Limitations and Open Questions
Strategic IP versus operational disclosure. Some dimensions (system prompt, proprietary fine-tuning) are operationally distinct from competitive IP. The framework should distinguish between operational disclosure (eval results, attestation list, bond balance) and IP disclosure (model weights, fine-tuning data). Operational disclosure should be the equilibrium expectation; IP disclosure should remain voluntary.
Heterogeneous disclosure costs across operators. Small operators with limited IP face lower disclosure costs than large operators with extensive IP investment. The equilibrium prediction is uniform across types, but in practice the distribution of disclosure costs is heterogeneous. Empirical work should measure the cost distribution and adjust the threshold computation accordingly.
Dynamic disclosure over time. An agent's disclosure choices evolve. Early-stage agents may conceal while they build trust; mature agents disclose. The static equilibrium model misses this dynamic. A multi-period extension is the next-layer modeling question.
Disclosure granularity. "Disclosed" is a coarse classification. An agent may disclose pact specifics at high specificity (quantitative SLAs) or at low specificity (general aspirations). The disclosure ratio captures presence, not quality. Future work should integrate disclosure-quality scoring (the 10-point framework's pact-specificity requirement is one path).

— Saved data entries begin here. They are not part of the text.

PR #1064, opened 2026-01-21
1002 data export wrong data types for timestamps

Chitransh31:
Fixed the sheets' names, merged the redundant sheets and created a new Auswertung sheet with chart image generation using uPlot. Scatter chart with ExcelJs did not work because of limited chart support and xlsx-chart creates an entirely new excel file for chart generation. Fixed colours in the chart and added legends below the chart for the parameters.

### DIFF
--- a/nixos/packages/electron.nix
+++ b/nixos/packages/electron.nix
@@ -4,7 +4,7 @@ buildNpmPackage rec {
   pname = "qitech-control-electron";
   version = "1.0.0";
 
-  srcs = [ ../../electron ../../docs ];
+  srcs = ../../electron;
   sourceRoot = "electron";
 
   ELECTRON_SKIP_BINARY_DOWNLOAD = 1;
@@ -44,7 +44,6 @@ buildNpmPackage rec {
       --enable-gpu \
       --ignore-gpu-blocklist \
       --enable-gpu-rasterization \
-      --disable-software-rasterizer \
       "$@"
     EOF
     chmod +x $out/bin/qitech-control-electron


MilanVDB:
@TheBest6337 pleaase review, and give me an update what you think about styl & ability

TheBest6337:
@Chitransh31 please fix the build issues that come from code formatting

electron/src/components/graph/excelExport.ts
```diff
@@ -92,16 +113,920 @@ export function exportGraphsToExcel(
...
+      const startDate = new Date(startTime);
+      const endDate = new Date(sortedTimestamps[sortedTimestamps.length - 1]);
+
+      const formatDateTime = (date: Date) =>
+        date.toLocaleString("de-DE", {
+          day: "2-digit",
+          month: "2-digit",
+          year: "numeric",
+          hour: "2-digit",
+          minute: "2-digit",
```
TheBest6337: Why does this function exist so often duplicat code is never good

electron/src/components/graph/excelExport.ts
```diff
@@ -92,16 +113,920 @@ export function exportGraphsToExcel(
...
+        // Add chart image to worksheet
+        const chartImageId = excelJSWorkbook.addImage({
+          base64: chartImage,
+          extension: "png",
+        });
+
+        // Find a good position for the image (after the data and metadata)
+        const lastRow = auswertungWorksheet.rowCount;
+
+        auswertungWorksheet.addImage(chartImageId, {
```
TheBest6337: Only use englisch, no german english mix!

electron/src/components/graph/excelExport.ts
```diff
@@ -92,16 +113,920 @@ export function exportGraphsToExcel(
...
   } catch (error) {
     alert(
       `Error exporting data to Excel: ${error instanceof Error ? error.message : "Unknown error"}. Please try again.`,
     );
   }
 }
 
-// Generate statistics sheet for a graph line
+// Color mapping based on data type to match reference chart
+function getSeriesColor(name: string): string {
```
TheBest6337: Why are you not using the data from the machine itself and instead hardcode fixed values?? If we have a new machine or change the naming you dont want to change something here. It has to be more modular and less hardcoded.

electron/src/components/graph/excelExport.ts
```diff
@@ -92,16 +113,920 @@ export function exportGraphsToExcel(
...
+  // Power - various shades matching reference
+  if (lowerName.includes("total") && lowerName.includes("watt")) return "#2c3e50"; // Dark blue/black
+  if (lowerName.includes("front") && lowerName.includes("watt")) return "#e67e22"; // Orange
+  if (lowerName.includes("middle") && lowerName.includes("watt")) return "#d35400"; // Dark orange
+  if (lowerName.includes("back") && lowerName.includes("watt")) return "#f39c12"; // Yellow-orange
+  if (lowerName.includes("nozzle") && lowerName.includes("watt")) return "#27ae60"; // Green
+
+  // Pressure and RPM - blue shades from reference
+  if (lowerName === "bar") return "#2980b9"; // Blue
+  if (lowerName === "rpm" || lowerName.includes("rpm")) return "#16a085"; // Teal
```
TheBest6337: same issue

electron/src/components/graph/excelExport.ts
```diff
@@ -92,16 +113,920 @@ export function exportGraphsToExcel(
...
+    // Return base64 data (remove the data:image/png;base64, prefix)
+    return imageData.split(",")[1];
+  } catch (error) {
+    console.error("Error generating chart image:", error);
+    return null;
+  }
+}
+
+// Create Auswertung (Analysis) sheet with combined data from all sheets
+async function createAuswertungSheet(
```
TheBest6337: German...

electron/src/components/graph/excelExport.ts
```diff
@@ -92,16 +113,920 @@ export function exportGraphsToExcel(
...
+  // Format time range for title
+  const formatDateTime = (date: Date) =>
+    date.toLocaleString("de-DE", {
+      day: "2-digit",
+      month: "2-digit",
+      year: "numeric",
+      hour: "2-digit",
+      minute: "2-digit",
+      second: "2-digit",
+    });
```
TheBest6337: duplicate...

electron/src/components/graph/excelExport.ts
```diff
@@ -92,16 +113,920 @@ export function exportGraphsToExcel(
...
+    "Temp Front",
+    "Temp Middle",
+    "Temp Back",
+    "Temp Nozzle",
+    "Total W",
+    "W Front",
+    "W Middle",
+    "W Back",
+    "W Nozzle",
+  ];
```
TheBest6337: Why do we need this? This seems unnesecarry complicated

electron/src/components/graph/excelExport.ts
```diff
@@ -92,16 +113,920 @@ export function exportGraphsToExcel(
...
+
+  // Add metadata section after data
+  sheetData.push(Array(columns.length).fill("")); // Empty row
+  sheetData.push(Array(columns.length).fill("")); // Empty row
+
+  // Software information
+  sheetData.push(["Software Information", "", "", "", "", "", ""]);
+  sheetData.push(["Software", "QiTech Control", "", "", "", "", ""]);
+  sheetData.push(["Version", "1.0.0", "", "", "", "", ""]);
+  sheetData.push([
```
TheBest6337: Why tf is this hardcoded??? The Version should never be hardcoded you can get the current installed version in a similar way the ChooseVersionPage.tsx does it.

electron/src/components/graph/excelExport.ts
```diff
@@ -92,16 +113,920 @@ export function exportGraphsToExcel(
...
+    }
+  }
+  // For laser measurement graphs
+  else if (["Diameter", "X-Diameter", "Y-Diameter", "Roundness"].includes(seriesTitle)) {
+    sheetName = seriesTitle;
+  }
+  // Default fallback
+  else {
+    sheetName = seriesTitle;
+  }
```
TheBest6337: Not a fan of having this harcoded here

electron/src/components/graph/excelExport.ts
```diff
@@ -92,16 +113,920 @@ export function exportGraphsToExcel(
...
+  statsRows.push([
+    "Generated",
+    new Date().toLocaleString("de-DE", {
+      year: "numeric",
+      month: "2-digit",
+      day: "2-digit",
+      hour: "2-digit",
+      minute: "2-digit",
+      second: "2-digit",
+    }),
```
TheBest6337: duplicate

electron/src/components/graph/excelExport.ts
```diff
@@ -92,16 +113,920 @@ export function exportGraphsToExcel(
...
+      "Time Range End",
+      lastDate.toLocaleString("de-DE", {
+        year: "numeric",
+        month: "2-digit",
+        day: "2-digit",
+        hour: "2-digit",
+        minute: "2-digit",
+        second: "2-digit",
+      }),
+    ]);
```
TheBest6337: again

electron/src/components/graph/excelExport.ts
```diff
@@ -92,16 +113,920 @@ export function exportGraphsToExcel(
...
+      // Format timestamp as dd.mm.yyyy hh:mm:ss
+      const date = new Date(timestamp);
+      const formattedDate = date.toLocaleString("de-DE", {
+        year: "numeric",
+        month: "2-digit",
+        day: "2-digit",
+        hour: "2-digit",
+        minute: "2-digit",
+        second: "2-digit",
+      });
```
TheBest6337: dupe

TheBest6337 (changes requested):
Im not a fan of this implementation. Its too much code that is A not necesarry or an duplicate of something which could have been done only once. B - too much hardcoded stuff... like the Control Version or all the if cases of string for the machines that can easily break because no one expects this stuff in an excel export. 

You should use more object based programming, I think that it should be possible to remove most of the hardcoded stuff and get the data from the current graph implementation, which would be way cleaner. Some functions also seem to be pretty long and could be made into their own file, this would make an cleaner implementation and you need less duplicate code. If you need to create small changes to an machine file because of that you can do so, the namespaces are there for a reason or you can get the data from the graph page...

Copilots suggestions are also somewhat true..

TheBest6337:
@Chitransh31 whats your status on this, can I review it?

Chitransh31:
> @Chitransh31 whats your status on this, can I review it?

Yes, you can review it.

Chitransh31:
> Code wise its good, i would put most of the files in an extra folder under graph (excel) for example or excelExport. So you can get an better overview.
> 
> When i opened the saved excel file for the Mock-Machine im greeted with an error message:
> 
> Image Image
> please fix that

Screenshot 2026-01-30 at 2 08 40 PM
Refactored to move the excel export files in graph/excelExport folder. I'm able to download and open all the graphs. Please verify.

Chitransh31:
@TheBest6337 please review the code.

TheBest6337:
@Chitransh31 looks good to me, I will still whait with the merge because I want to test it with a larger set of data during production.

TheBest6337 (changes requested):
I just found a bug: When you export once it saves these values but if you then whait a few mins and want to save another set it still only saves to old one. Its possible that you might need to clear some things.

Image
(This was exported at 14:09)

Seems only to happen when staying on the graphs page, if I move to another and then switch back it works as expected.

Image

TheBest6337:
@JalleliAchraf please fix this bug and test in on different machines

TheBest6337:
@JalleliAchraf please work on this

JalleliAchraf:
Will get it done asap

TheBest6337:
@Snacj please review

TheBest6337:
@Snacj ?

Cross-platform disclosure comparability. As the federation protocols deploy, disclosure across platforms must be comparable. An Armalo platinum's disclosure of "tool registry" should map to a competing platform's equivalent dimension. Standardization of disclosure ontologies is the federation-layer requirement.
Conclusion
Disclosure for AI agents is a strategic-signaling question, not a privacy question. The fifty-year economic literature on signaling and unraveling predicts that, in equilibrium, only the lowest-quality types conceal. The prediction is empirically confirmed on Armalo's live platform: platinum agents disclose at 78%; untiered at 41%; the 37-point gap is the unraveling theorem playing out in real time across the seven dimensions of operational disclosure we measure.
The structural implication for operators: disclose. The disclosure cost is real but smaller than the demand uplift; the high-quality equilibrium is where the demand concentrates. Operators who conceal are signaling either weakness (hiding flaws) or strategic miscalculation (treating disclosure as privacy); neither is rewarded by sophisticated buyers.
The structural implication for platforms: integrate disclosure ratios into composite scoring; specify minimum disclosure dimensions in pact templates; expose per-agent disclosure transparency in the public API. The platform's role is to accelerate the equilibrium by making the disclosure choice visible.
The structural implication for procurement officers: require disclosure in RFPs. The procurement-side pressure is the activation lever; without it, the equilibrium proceeds slowly. With it, the equilibrium settles quickly into the high-disclosure regime that benefits all but the lowest-quality types.
The disclosure equilibrium is path-dependent. The early-stage agent economy is in transition. The choices made now — by operators, platforms, and procurement officers — will determine whether the long-run equilibrium settles into a high-disclosure, high-trust regime or into a concealing regime that suppresses the entire market. The signaling literature, the empirical data on Armalo, and the strategic incentives all point in the same direction. The path to ship is to set the expectation.